## SUPPLIED INFORMATION
PR #86, opened 2022-09-15
Fwxv 102 create setter jinjas to populate setter functions

laure-nn:
test_generator.py seems to ignore the contents of my yaml file when I try running it.

### DIFF
--- a/libraries/test_gen/src/setter_template.jinja
+++ b/libraries/test_gen/src/setter_template.jinja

## TASK TO COMPLETE
The answer must restate all of the entries exactly.

## SOLUTION TO THIS PROBLEM
PR #86, opened 2022-09-15
Fwxv 102 create setter jinjas to populate setter functions

laure-nn:
test_generator.py seems to ignore the contents of my yaml file when I try running it.

### DIFF
--- a/libraries/test_gen/src/setter_template.jinja
+++ b/libraries/test_gen/src/setter_template.jinja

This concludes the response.